== Task details ==
Scan the material for the string "https" and copy out every line in which it occurs.

== Extracted records ==
______
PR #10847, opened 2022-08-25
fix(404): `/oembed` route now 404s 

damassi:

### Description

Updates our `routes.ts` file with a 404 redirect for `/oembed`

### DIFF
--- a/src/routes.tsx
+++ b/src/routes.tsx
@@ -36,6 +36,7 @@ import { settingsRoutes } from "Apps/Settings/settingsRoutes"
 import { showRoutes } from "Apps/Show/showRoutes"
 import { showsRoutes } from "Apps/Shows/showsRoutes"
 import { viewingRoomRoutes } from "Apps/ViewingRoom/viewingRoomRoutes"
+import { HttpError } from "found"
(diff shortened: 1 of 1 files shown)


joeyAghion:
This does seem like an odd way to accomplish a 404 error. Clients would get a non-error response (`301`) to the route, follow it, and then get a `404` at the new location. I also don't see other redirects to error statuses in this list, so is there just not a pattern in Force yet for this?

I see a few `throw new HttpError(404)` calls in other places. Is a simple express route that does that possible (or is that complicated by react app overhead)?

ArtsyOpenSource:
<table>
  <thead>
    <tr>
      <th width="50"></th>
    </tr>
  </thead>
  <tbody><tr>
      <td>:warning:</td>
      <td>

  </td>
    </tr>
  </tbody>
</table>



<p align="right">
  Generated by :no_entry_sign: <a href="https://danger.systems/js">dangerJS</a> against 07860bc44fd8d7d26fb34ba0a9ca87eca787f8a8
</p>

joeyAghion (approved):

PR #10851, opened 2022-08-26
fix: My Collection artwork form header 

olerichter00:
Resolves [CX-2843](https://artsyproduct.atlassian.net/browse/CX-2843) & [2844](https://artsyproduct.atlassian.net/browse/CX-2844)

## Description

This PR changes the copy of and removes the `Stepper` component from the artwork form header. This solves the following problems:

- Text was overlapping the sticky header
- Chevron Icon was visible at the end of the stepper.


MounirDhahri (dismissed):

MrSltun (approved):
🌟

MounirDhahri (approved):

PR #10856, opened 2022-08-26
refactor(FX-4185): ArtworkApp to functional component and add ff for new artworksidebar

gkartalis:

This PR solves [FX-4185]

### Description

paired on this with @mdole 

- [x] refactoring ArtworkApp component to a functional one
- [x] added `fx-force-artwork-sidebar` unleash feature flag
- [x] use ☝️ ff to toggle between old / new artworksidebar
______
== Result ==
  Generated by :no_entry_sign: <a href="https://danger.systems/js">dangerJS</a> against 07860bc44fd8d7d26fb34ba0a9ca87eca787f8a8
Resolves [CX-2843](https://artsyproduct.atlassian.net/browse/CX-2843) & [2844](https://artsyproduct.atlassian.net/browse/CX-2844)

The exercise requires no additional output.